Scar tissue is one of the body’s responses to injury. In certain cases, it can also be an impediment to healing.
“The question is: Is the response an over-response?” Dr. Ellen Heber-Katz was asking. “Does the animal really have to scar to the extent it does to cover over a wound?”
For Heber-Katz, an immunologist at the Wistar Institute, the question was both rhetorical and highly practical. She and a team of researchers at Wistar recently demonstrated that when they cut the spinal cord of a mouse but limited the formation of scar tissue at the site, the cord was able to heal. Neurons on both sides of the injury were able to grow and reestablish connections with each other, and within three weeks, the mouse was up and walking around.
“We believe that the scar is presenting a physical barrier” to regeneration, said Heber-Katz, who is also an adjunct professor in pathology and laboratory medicine in the School of Medicine. “It could also be a chemical barrier. But it clearly is a physical barrier.”
Scar tissue is tough stuff, she says. “It’s like a bullet-proof vest.” If it’s not present at the injury, “you get this incredible axonal growth, and animals do recover and walk again. The animals are 75-80 percent normal within three weeks.”
Heber-Katz’s team made two types of injuries in mice. The first involved a complete transectional cutting through the spinal cord, including the dura—the outer layer of protective membranes that encloses the cord. That injury turned out to be permanent.
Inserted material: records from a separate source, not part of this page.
PR #16, opened 2020-05-19
Timed redmine config

michaelimfeld:
Add redmine integration configuration values according to:

https://github.com/adfinis-sygroup/timed-backend/blob/master/timed/settings.py#L244

### DIFF
--- a/charts/timed/Chart.yaml
+++ b/charts/timed/Chart.yaml
@@ -2,7 +2,7 @@ apiVersion: v2
 name: timed
 type: application
 description: Chart for Timed application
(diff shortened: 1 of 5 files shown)


charts/timed/Chart.yaml
```diff
@@ -2,7 +2,7 @@ apiVersion: v2
 name: timed
 type: application
 description: Chart for Timed application
-version: 0.3.5
+version: 0.3.6
```
hairmare, line 5: For some reason it wants you to bump to 0.3.7.

PR #18, opened 2020-05-19
fix(repo): There should be a link here!

hairmare:


tongpu:
@tschitschable What is the preferred domain? https://adfinis.com or https://www.adfinis.com?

The other injury involved cutting the cord but not the dura. While the latter bit of “surgical manipulation” was “difficult,” she allows, enough of the dura was left to keep the two ends of the cord close together and stable. It also had the effect of blocking inflammatory cells from the injury site. As a result, she says, “there was no—or very little—scarring.”
As an immunologist, Heber-Katz came to study spinal-cord injuries “out of left field,” in her words. While studying a special strain of mouse that “spontaneously gets auto-immune disease, a form of lupus,” she noticed something unusual. Three weeks after punching holes in the ears of those mice, the holes—including skin, hair, and cartilage—had completely healed. [“Going Where Science Leads,” March/April 2001.] That led her to study the regenerative abilities of the heart and other organ systems, and ultimately to the spinal cord.
Heber-Katz’s team at Wistar included Dr. Alexander Seitz, a postdoctoral fellow, and Elsa Aglow; their findings were first published in the February 1 issue of the Journal of Neuroscience Research. They raise the possibility that recovery from severe spinal-cord injury may be possible not only if the scarring process is prevented, but also if scar tissue can be eliminated after it has formed.
Since the article was published, she says, several pharmaceutical companies have offered to let her test different therapeutic molecules to prevent scarring. “If we can find the molecule that can block scarring and allow or accelerate regeneration,” says Heber-Katz, “then I consider it a great success.”